Your task is to quote the records from their first line through the line containing "Nicely spotted @Philippe-Cholet.", with nothing added or left out.

▼

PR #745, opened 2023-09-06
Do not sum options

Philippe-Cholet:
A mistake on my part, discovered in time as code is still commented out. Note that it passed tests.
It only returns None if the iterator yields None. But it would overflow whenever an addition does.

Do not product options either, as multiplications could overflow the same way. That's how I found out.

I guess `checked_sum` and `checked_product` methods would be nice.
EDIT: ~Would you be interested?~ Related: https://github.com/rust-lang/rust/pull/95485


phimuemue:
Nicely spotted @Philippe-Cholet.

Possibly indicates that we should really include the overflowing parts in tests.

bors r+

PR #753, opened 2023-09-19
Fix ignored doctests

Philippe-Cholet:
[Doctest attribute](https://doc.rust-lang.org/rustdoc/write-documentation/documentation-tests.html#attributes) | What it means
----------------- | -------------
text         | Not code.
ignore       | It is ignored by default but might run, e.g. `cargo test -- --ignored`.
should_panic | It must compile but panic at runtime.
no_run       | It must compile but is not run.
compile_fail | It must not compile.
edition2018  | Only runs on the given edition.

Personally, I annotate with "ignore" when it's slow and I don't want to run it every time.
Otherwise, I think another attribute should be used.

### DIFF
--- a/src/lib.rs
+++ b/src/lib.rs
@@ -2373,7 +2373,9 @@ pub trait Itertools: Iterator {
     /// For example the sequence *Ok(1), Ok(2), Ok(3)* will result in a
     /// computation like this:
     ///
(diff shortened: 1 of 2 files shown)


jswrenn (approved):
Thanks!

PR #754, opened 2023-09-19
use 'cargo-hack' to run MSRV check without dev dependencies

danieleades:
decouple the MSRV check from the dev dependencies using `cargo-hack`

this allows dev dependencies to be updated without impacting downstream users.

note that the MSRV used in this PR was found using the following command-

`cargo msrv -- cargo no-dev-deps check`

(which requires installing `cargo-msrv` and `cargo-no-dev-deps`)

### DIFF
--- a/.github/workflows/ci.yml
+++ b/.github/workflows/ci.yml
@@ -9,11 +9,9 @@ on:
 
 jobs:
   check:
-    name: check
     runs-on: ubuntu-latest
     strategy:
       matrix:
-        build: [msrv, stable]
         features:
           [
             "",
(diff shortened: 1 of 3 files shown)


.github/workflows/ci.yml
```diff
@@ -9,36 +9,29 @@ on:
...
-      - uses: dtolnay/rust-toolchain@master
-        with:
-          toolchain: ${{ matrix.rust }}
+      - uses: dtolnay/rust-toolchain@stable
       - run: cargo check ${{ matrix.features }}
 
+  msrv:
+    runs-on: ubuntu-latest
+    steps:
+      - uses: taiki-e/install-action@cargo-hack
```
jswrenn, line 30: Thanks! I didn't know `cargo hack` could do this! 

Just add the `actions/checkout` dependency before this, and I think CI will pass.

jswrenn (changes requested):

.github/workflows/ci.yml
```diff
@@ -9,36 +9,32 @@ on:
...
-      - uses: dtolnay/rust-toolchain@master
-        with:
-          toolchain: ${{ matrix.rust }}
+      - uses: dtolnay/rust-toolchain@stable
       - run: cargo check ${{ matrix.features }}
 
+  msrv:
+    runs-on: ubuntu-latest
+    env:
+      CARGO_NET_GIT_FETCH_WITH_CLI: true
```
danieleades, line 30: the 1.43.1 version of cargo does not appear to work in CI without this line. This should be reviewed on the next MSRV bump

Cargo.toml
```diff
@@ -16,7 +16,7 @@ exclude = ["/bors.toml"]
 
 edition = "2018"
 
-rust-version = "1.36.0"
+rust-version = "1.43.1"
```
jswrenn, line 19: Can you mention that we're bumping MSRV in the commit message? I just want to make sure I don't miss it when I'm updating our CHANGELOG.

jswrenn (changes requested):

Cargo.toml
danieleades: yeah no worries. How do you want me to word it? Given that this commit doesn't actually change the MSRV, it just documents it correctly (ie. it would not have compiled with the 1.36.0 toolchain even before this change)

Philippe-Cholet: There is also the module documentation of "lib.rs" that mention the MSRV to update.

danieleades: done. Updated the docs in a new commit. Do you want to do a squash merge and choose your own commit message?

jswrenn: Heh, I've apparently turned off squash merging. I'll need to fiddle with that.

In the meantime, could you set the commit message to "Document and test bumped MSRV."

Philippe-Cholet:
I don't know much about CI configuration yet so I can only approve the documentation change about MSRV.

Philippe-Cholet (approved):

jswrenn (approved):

▲

# WRITTEN RESPONSE
PR #745, opened 2023-09-06
Do not sum options

Philippe-Cholet:
A mistake on my part, discovered in time as code is still commented out. Note that it passed tests.
It only returns None if the iterator yields None. But it would overflow whenever an addition does.

Do not product options either, as multiplications could overflow the same way. That's how I found out.

I guess `checked_sum` and `checked_product` methods would be nice.
EDIT: ~Would you be interested?~ Related: https://github.com/rust-lang/rust/pull/95485


phimuemue:
Nicely spotted @Philippe-Cholet.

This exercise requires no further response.